» **What the task requires**:
Exactly as they stand, set down the following records once more.
___ Stored data
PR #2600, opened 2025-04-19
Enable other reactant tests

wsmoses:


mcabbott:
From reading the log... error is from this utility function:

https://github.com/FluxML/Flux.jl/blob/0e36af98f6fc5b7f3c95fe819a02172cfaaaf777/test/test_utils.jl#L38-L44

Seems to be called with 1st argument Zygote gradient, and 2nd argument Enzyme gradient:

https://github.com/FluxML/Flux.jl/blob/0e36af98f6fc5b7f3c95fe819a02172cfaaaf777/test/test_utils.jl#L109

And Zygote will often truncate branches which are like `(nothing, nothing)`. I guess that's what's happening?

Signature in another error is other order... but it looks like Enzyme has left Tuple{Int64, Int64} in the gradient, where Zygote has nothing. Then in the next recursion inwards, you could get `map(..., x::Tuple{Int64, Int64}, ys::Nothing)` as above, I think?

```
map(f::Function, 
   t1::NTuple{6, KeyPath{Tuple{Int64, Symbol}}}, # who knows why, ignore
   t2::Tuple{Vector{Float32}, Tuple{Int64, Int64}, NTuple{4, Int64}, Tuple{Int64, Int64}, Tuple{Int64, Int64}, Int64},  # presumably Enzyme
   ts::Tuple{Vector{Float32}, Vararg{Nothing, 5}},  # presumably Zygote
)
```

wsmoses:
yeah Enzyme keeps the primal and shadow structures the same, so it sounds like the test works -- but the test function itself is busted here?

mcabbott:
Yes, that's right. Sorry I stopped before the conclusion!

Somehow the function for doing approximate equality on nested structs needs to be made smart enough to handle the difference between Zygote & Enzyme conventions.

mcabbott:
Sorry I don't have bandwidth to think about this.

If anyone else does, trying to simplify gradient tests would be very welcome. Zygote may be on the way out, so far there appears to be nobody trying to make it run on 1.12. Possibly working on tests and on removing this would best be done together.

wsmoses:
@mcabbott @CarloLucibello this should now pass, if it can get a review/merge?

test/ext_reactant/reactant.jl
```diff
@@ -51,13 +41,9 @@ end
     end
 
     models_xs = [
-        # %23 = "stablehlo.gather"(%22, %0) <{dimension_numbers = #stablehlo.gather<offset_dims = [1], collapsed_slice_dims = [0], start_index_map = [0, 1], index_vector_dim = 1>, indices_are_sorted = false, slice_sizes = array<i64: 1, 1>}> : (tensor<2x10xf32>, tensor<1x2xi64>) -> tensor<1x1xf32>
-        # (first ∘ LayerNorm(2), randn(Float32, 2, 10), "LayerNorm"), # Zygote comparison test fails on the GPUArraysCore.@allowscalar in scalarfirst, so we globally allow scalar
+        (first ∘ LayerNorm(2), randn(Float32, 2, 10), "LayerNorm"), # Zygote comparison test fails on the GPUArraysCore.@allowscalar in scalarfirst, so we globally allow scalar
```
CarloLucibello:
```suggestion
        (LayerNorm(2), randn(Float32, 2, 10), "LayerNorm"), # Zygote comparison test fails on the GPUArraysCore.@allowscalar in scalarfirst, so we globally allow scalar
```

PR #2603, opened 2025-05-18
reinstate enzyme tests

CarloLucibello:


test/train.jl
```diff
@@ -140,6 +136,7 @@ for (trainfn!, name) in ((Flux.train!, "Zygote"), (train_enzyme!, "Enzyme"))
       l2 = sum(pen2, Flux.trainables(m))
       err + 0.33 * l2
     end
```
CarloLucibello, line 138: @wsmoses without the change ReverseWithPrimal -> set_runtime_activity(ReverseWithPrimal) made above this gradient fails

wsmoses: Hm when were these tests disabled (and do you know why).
______
» **Exercise output**:
PR #2600, opened 2025-04-19
Enable other reactant tests

wsmoses:


mcabbott:
From reading the log... error is from this utility function:

https://github.com/FluxML/Flux.jl/blob/0e36af98f6fc5b7f3c95fe819a02172cfaaaf777/test/test_utils.jl#L38-L44

Seems to be called with 1st argument Zygote gradient, and 2nd argument Enzyme gradient:

https://github.com/FluxML/Flux.jl/blob/0e36af98f6fc5b7f3c95fe819a02172cfaaaf777/test/test_utils.jl#L109

And Zygote will often truncate branches which are like `(nothing, nothing)`. I guess that's what's happening?

Signature in another error is other order... but it looks like Enzyme has left Tuple{Int64, Int64} in the gradient, where Zygote has nothing. Then in the next recursion inwards, you could get `map(..., x::Tuple{Int64, Int64}, ys::Nothing)` as above, I think?

```
map(f::Function, 
   t1::NTuple{6, KeyPath{Tuple{Int64, Symbol}}}, # who knows why, ignore
   t2::Tuple{Vector{Float32}, Tuple{Int64, Int64}, NTuple{4, Int64}, Tuple{Int64, Int64}, Tuple{Int64, Int64}, Int64},  # presumably Enzyme
   ts::Tuple{Vector{Float32}, Vararg{Nothing, 5}},  # presumably Zygote
)
```

wsmoses:
yeah Enzyme keeps the primal and shadow structures the same, so it sounds like the test works -- but the test function itself is busted here?

mcabbott:
Yes, that's right. Sorry I stopped before the conclusion!

Somehow the function for doing approximate equality on nested structs needs to be made smart enough to handle the difference between Zygote & Enzyme conventions.

mcabbott:
Sorry I don't have bandwidth to think about this.

If anyone else does, trying to simplify gradient tests would be very welcome. Zygote may be on the way out, so far there appears to be nobody trying to make it run on 1.12. Possibly working on tests and on removing this would best be done together.

wsmoses:
@mcabbott @CarloLucibello this should now pass, if it can get a review/merge?

test/ext_reactant/reactant.jl
```diff
@@ -51,13 +41,9 @@ end
     end
 
     models_xs = [
-        # %23 = "stablehlo.gather"(%22, %0) <{dimension_numbers = #stablehlo.gather<offset_dims = [1], collapsed_slice_dims = [0], start_index_map = [0, 1], index_vector_dim = 1>, indices_are_sorted = false, slice_sizes = array<i64: 1, 1>}> : (tensor<2x10xf32>, tensor<1x2xi64>) -> tensor<1x1xf32>
-        # (first ∘ LayerNorm(2), randn(Float32, 2, 10), "LayerNorm"), # Zygote comparison test fails on the GPUArraysCore.@allowscalar in scalarfirst, so we globally allow scalar
+        (first ∘ LayerNorm(2), randn(Float32, 2, 10), "LayerNorm"), # Zygote comparison test fails on the GPUArraysCore.@allowscalar in scalarfirst, so we globally allow scalar
```
CarloLucibello:
```suggestion
        (LayerNorm(2), randn(Float32, 2, 10), "LayerNorm"), # Zygote comparison test fails on the GPUArraysCore.@allowscalar in scalarfirst, so we globally allow scalar
```

PR #2603, opened 2025-05-18
reinstate enzyme tests

CarloLucibello:


test/train.jl
```diff
@@ -140,6 +136,7 @@ for (trainfn!, name) in ((Flux.train!, "Zygote"), (train_enzyme!, "Enzyme"))
       l2 = sum(pen2, Flux.trainables(m))
       err + 0.33 * l2
     end
```
CarloLucibello, line 138: @wsmoses without the change ReverseWithPrimal -> set_runtime_activity(ReverseWithPrimal) made above this gradient fails

wsmoses: Hm when were these tests disabled (and do you know why).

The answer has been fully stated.